The task >> Look below and pull out each line with the word "error".

Provided material >>
● ● ● ●

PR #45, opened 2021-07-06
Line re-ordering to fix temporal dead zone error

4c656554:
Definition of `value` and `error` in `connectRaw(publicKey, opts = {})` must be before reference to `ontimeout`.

● ● ● ●

Your response >>
Line re-ordering to fix temporal dead zone error
Definition of `value` and `error` in `connectRaw(publicKey, opts = {})` must be before reference to `ontimeout`.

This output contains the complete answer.